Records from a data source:
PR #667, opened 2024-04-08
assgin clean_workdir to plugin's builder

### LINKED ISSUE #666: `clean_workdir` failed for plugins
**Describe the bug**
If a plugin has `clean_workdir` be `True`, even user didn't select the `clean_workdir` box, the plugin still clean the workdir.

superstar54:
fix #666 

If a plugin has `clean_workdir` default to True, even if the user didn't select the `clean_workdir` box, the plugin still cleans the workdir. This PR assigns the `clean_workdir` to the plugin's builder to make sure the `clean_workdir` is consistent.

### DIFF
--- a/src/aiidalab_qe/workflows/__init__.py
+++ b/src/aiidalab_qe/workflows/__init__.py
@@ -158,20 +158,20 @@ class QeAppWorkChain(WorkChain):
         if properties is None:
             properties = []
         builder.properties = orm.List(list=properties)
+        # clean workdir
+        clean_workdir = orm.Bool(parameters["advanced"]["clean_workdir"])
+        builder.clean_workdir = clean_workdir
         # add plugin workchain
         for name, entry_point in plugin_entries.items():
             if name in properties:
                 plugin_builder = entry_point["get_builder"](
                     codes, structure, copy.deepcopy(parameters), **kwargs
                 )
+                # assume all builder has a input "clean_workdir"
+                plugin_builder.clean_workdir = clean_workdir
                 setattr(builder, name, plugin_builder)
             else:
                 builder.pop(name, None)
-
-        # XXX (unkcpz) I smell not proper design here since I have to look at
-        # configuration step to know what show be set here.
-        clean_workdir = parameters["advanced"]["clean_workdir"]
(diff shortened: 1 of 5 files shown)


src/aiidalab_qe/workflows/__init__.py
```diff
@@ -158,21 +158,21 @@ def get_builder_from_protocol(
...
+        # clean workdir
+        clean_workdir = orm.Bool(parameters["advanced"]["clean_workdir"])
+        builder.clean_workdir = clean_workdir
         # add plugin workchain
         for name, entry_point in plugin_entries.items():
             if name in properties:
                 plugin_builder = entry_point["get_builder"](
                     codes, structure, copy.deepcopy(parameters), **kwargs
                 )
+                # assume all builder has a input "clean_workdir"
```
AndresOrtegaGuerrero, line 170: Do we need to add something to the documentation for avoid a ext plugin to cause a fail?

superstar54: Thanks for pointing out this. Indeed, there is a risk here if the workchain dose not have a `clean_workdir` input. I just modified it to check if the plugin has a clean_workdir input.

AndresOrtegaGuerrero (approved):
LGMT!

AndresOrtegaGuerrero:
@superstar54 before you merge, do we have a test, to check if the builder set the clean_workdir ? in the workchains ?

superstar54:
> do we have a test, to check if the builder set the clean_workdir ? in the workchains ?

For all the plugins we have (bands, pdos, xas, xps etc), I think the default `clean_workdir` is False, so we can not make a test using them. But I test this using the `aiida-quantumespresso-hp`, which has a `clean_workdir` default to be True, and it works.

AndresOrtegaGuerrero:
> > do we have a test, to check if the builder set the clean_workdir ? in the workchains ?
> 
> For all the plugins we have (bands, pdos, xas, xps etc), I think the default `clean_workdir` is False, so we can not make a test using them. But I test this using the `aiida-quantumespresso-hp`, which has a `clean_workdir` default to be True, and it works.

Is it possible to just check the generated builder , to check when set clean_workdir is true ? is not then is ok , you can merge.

ACTION ITEM:
For the records above, count the lines holding the word "which" and give only that number.

COMPLETED TASK:
2